§ HOW TO COMPLETE THIS TASK:
Gather from the material every line that contains the string "exception".

§ SUPPLIED MATERIAL:
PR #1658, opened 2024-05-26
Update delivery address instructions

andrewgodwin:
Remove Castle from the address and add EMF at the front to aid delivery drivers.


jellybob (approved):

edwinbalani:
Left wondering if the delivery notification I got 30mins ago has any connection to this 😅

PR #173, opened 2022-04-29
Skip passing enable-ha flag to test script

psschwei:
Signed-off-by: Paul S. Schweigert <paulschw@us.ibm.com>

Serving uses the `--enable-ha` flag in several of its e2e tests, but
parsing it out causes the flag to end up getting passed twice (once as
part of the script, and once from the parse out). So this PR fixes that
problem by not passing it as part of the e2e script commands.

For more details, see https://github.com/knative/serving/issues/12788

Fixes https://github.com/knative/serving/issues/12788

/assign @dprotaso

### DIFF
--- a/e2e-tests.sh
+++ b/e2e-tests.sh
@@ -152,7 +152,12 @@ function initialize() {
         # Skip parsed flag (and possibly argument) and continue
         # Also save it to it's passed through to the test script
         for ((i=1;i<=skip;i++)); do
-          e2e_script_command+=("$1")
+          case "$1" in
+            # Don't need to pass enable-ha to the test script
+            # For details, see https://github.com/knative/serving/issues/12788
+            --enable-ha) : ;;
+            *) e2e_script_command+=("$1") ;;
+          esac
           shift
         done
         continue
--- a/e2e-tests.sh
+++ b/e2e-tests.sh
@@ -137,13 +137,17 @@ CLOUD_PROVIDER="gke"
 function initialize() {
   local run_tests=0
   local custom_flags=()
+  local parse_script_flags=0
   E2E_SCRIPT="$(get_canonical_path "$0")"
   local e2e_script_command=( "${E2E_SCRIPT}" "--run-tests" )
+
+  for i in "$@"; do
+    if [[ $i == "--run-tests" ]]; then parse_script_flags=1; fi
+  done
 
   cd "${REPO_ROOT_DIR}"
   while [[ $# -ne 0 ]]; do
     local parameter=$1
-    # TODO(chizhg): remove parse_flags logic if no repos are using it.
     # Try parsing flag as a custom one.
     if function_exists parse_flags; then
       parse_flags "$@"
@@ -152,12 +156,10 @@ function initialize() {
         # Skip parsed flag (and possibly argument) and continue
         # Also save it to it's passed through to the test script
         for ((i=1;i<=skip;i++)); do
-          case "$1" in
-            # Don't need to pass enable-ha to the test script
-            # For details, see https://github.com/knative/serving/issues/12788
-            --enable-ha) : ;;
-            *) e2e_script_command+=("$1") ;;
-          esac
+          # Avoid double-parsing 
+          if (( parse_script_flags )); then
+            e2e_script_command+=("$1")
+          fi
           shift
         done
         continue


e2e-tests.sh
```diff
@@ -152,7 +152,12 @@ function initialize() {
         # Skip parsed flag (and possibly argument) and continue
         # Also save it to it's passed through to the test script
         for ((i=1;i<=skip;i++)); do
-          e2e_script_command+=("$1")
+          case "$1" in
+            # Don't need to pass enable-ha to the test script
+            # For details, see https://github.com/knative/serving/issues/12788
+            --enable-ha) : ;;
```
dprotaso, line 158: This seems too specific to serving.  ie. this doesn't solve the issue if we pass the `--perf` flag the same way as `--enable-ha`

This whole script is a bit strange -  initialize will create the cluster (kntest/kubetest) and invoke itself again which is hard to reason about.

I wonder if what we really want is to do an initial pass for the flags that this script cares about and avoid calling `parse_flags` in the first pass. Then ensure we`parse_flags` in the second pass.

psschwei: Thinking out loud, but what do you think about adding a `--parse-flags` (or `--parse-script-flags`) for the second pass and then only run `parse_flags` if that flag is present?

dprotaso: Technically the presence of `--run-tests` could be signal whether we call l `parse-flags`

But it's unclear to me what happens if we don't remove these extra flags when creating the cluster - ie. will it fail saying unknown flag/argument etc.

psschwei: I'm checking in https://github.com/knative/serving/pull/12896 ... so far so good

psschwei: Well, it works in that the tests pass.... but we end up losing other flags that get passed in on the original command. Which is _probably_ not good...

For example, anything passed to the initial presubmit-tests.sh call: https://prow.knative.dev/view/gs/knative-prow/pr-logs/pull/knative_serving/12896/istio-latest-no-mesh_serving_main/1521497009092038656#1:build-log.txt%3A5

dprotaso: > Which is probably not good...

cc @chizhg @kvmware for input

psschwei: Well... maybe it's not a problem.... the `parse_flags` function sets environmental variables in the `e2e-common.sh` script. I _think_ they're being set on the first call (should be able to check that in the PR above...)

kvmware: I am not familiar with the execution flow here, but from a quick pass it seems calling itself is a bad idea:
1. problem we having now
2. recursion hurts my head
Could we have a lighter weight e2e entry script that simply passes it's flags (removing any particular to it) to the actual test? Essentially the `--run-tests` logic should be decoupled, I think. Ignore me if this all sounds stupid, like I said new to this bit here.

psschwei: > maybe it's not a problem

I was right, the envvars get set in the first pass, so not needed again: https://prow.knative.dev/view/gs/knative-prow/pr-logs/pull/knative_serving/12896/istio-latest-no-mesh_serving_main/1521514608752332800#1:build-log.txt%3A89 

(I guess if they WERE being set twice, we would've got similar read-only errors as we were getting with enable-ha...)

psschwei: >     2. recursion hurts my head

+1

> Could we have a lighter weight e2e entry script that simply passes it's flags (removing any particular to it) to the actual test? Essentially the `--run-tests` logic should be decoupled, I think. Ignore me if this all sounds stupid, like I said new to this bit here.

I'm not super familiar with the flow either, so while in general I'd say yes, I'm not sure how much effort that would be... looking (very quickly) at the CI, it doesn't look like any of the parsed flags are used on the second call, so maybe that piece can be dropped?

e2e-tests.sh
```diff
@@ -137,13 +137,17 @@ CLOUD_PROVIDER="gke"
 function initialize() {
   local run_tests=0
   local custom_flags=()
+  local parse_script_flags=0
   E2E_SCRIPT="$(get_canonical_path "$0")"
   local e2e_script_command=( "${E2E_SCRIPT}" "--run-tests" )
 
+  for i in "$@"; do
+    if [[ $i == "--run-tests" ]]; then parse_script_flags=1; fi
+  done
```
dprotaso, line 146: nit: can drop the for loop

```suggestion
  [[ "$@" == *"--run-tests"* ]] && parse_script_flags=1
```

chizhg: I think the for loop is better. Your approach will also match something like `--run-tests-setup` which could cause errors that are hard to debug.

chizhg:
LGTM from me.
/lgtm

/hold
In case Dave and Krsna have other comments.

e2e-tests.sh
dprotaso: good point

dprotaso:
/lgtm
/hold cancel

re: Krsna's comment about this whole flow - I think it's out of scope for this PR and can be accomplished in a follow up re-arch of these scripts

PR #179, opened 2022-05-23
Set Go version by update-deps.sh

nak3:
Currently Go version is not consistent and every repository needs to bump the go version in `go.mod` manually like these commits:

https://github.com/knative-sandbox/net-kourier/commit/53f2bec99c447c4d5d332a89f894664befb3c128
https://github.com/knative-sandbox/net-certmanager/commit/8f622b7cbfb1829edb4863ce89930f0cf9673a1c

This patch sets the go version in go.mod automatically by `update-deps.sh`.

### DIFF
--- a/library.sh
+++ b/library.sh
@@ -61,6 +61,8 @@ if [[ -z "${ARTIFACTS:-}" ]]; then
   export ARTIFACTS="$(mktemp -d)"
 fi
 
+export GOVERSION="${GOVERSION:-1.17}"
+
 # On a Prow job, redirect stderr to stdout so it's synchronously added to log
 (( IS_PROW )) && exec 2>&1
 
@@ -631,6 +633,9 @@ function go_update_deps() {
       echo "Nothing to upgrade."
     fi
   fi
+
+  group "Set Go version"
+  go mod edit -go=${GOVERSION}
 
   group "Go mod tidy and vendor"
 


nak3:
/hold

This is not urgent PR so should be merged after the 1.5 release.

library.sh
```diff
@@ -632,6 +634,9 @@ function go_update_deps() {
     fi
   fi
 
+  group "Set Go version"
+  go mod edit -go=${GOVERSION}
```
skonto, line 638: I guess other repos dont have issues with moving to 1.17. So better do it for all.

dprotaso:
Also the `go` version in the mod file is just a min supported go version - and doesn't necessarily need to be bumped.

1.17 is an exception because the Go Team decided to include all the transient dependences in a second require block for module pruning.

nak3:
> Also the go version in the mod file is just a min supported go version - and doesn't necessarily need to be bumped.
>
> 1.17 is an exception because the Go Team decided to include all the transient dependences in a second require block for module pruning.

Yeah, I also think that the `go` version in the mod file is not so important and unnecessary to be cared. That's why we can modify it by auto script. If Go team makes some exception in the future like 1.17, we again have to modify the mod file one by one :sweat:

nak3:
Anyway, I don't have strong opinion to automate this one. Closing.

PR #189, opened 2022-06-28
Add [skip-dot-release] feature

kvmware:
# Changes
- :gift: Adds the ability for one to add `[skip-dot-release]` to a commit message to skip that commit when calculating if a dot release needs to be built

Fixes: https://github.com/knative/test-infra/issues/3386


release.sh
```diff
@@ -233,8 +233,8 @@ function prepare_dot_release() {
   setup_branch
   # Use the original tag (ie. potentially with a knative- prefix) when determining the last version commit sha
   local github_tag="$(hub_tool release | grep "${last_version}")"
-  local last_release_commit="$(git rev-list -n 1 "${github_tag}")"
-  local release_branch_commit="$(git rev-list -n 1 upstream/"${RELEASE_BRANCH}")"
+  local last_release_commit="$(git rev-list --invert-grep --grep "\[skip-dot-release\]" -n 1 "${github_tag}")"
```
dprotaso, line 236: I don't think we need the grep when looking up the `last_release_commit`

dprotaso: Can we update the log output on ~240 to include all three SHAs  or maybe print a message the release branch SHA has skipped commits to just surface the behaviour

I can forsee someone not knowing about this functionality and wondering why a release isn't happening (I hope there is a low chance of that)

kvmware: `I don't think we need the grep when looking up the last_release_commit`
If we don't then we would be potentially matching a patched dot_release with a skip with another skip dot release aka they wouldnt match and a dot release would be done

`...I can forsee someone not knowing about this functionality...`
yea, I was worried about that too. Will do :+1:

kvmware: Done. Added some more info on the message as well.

§ RESULT:
1.17 is an exception because the Go Team decided to include all the transient dependences in a second require block for module pruning.
> 1.17 is an exception because the Go Team decided to include all the transient dependences in a second require block for module pruning.
Yeah, I also think that the `go` version in the mod file is not so important and unnecessary to be cared. That's why we can modify it by auto script. If Go team makes some exception in the future like 1.17, we again have to modify the mod file one by one :sweat:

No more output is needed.